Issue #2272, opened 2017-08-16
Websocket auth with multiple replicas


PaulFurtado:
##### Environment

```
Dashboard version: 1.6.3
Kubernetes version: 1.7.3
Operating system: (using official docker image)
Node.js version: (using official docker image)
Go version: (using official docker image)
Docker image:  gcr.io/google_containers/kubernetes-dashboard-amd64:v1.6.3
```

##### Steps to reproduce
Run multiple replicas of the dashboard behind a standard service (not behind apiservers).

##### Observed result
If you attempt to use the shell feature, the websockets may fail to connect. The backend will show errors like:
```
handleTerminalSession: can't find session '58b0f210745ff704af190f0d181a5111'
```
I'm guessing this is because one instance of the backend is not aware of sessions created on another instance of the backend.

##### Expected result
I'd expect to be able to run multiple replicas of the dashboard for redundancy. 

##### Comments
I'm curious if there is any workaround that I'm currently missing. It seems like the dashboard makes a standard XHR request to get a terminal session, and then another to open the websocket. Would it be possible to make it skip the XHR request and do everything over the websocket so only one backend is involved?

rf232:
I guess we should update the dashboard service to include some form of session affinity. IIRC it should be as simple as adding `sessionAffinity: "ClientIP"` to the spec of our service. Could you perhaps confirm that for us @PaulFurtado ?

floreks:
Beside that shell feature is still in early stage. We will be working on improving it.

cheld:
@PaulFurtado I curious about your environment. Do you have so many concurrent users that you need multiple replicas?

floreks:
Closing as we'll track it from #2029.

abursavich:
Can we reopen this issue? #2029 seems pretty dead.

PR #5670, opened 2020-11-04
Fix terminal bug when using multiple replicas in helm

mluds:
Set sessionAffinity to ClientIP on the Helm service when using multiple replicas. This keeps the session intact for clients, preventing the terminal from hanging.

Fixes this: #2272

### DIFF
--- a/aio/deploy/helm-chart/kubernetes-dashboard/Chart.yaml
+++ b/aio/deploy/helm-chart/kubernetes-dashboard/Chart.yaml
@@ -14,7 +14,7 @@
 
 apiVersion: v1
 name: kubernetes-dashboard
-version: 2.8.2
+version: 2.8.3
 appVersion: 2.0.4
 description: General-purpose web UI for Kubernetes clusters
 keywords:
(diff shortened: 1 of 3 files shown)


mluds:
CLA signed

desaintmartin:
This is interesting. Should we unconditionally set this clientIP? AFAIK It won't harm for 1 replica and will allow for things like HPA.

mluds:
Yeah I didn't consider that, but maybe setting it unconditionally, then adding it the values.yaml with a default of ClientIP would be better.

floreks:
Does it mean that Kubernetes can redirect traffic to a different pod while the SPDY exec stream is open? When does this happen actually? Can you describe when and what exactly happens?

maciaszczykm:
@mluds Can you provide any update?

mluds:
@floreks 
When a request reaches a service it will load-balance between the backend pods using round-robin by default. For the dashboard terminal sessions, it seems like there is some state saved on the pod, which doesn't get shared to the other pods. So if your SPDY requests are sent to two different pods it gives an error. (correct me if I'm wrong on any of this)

⁂

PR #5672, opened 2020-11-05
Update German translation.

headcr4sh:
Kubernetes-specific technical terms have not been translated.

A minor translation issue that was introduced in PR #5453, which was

⁂

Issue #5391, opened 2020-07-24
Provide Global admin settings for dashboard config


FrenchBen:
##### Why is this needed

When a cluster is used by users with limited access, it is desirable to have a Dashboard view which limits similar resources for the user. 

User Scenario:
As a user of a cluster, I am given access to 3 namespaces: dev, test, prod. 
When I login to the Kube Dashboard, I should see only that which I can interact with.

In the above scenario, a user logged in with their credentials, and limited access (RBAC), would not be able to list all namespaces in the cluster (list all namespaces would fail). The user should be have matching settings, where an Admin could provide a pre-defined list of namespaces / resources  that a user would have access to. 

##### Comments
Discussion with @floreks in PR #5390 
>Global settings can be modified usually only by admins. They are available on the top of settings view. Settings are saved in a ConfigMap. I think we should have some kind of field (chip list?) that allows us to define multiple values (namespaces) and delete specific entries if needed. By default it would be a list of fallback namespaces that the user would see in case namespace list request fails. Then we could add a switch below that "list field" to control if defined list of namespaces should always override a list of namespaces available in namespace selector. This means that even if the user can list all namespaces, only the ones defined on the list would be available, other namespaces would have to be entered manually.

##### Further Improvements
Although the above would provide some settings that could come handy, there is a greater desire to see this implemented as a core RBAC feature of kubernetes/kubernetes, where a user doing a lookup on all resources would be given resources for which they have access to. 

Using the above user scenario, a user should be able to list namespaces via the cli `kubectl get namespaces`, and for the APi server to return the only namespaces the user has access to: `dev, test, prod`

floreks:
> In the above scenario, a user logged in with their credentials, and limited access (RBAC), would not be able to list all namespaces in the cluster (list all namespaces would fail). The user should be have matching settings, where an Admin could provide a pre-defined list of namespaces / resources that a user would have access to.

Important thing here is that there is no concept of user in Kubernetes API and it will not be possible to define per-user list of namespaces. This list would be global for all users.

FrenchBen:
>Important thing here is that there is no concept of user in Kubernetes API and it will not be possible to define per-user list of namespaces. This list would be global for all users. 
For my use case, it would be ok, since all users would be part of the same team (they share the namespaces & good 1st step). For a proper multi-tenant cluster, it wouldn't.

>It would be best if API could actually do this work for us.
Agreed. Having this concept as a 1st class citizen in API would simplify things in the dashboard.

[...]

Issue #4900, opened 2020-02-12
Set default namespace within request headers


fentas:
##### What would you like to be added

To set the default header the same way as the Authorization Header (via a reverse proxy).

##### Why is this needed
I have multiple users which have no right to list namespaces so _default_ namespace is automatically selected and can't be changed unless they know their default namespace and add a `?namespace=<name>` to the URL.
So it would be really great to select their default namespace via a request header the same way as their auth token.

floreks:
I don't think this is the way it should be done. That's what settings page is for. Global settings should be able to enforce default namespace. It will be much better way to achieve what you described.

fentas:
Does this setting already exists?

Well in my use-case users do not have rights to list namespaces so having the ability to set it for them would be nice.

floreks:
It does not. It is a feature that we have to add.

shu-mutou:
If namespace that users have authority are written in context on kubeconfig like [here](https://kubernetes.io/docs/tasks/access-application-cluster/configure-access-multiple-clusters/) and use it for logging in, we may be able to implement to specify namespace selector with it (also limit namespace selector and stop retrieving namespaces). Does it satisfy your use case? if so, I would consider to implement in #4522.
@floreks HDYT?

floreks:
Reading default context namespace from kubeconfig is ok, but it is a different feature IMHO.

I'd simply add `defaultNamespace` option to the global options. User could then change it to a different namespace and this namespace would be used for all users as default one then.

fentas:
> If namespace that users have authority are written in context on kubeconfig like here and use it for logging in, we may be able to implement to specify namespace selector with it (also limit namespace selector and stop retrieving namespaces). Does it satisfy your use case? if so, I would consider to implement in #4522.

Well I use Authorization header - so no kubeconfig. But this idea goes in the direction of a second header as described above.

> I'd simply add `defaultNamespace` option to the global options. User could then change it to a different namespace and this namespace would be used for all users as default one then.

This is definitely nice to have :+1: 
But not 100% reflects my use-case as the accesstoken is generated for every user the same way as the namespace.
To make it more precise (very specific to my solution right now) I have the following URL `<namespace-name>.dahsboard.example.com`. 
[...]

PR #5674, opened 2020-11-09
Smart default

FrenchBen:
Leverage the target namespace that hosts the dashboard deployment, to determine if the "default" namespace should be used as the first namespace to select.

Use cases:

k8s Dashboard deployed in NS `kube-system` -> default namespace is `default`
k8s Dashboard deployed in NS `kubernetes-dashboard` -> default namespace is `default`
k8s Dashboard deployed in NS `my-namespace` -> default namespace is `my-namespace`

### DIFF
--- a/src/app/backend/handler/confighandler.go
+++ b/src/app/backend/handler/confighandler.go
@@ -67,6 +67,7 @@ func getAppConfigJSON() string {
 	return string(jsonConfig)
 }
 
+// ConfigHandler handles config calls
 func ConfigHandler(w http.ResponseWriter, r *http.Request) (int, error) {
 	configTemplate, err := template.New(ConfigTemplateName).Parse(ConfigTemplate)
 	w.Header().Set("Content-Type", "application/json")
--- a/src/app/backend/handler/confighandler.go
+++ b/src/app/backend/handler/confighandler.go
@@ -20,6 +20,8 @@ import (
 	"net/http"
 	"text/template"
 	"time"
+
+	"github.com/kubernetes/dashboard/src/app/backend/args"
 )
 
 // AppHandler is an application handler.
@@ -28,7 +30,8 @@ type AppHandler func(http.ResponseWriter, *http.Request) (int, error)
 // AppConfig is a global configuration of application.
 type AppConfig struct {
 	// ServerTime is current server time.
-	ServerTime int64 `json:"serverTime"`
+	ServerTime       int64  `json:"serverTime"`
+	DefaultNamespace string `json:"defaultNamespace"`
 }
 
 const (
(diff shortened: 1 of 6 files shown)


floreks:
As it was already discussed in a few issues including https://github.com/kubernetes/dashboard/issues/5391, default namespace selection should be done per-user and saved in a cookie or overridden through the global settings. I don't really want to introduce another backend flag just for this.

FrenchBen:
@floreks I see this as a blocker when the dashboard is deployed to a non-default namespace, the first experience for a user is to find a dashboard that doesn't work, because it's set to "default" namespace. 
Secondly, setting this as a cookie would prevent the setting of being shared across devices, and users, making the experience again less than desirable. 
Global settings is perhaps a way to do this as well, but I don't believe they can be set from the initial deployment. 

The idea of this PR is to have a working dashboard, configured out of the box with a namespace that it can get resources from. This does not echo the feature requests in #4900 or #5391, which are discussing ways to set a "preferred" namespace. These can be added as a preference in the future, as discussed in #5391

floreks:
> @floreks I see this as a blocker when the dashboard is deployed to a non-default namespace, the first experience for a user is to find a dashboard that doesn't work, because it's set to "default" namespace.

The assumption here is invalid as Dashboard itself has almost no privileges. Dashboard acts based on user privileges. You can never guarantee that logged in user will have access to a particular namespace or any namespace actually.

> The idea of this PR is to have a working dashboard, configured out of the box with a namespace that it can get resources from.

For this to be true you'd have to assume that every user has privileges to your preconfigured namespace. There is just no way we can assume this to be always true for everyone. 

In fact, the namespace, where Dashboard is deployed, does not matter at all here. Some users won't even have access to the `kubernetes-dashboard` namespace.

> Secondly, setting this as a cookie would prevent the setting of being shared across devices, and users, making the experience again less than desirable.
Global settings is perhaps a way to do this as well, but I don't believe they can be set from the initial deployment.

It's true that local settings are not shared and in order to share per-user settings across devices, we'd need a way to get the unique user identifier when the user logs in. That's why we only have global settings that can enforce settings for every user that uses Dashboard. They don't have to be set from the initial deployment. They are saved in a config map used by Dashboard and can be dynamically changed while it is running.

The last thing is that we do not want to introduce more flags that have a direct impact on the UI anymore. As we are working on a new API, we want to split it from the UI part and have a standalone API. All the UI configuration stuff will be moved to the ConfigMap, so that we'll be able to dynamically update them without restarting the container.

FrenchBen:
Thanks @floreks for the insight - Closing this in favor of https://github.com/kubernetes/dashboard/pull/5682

⁂

* What to work on
An exact copy of the lines above, from the one containing "It's true that" down to the one containing "Thanks @floreks for" and including both, is the whole answer; retype it and nothing else.

* Task solution
It's true that local settings are not shared and in order to share per-user settings across devices, we'd need a way to get the unique user identifier when the user logs in. That's why we only have global settings that can enforce settings for every user that uses Dashboard. They don't have to be set from the initial deployment. They are saved in a config map used by Dashboard and can be dynamically changed while it is running.

The last thing is that we do not want to introduce more flags that have a direct impact on the UI anymore. As we are working on a new API, we want to split it from the UI part and have a standalone API. All the UI configuration stuff will be moved to the ConfigMap, so that we'll be able to dynamically update them without restarting the container.

FrenchBen:
Thanks @floreks for the insight - Closing this in favor of https://github.com/kubernetes/dashboard/pull/5682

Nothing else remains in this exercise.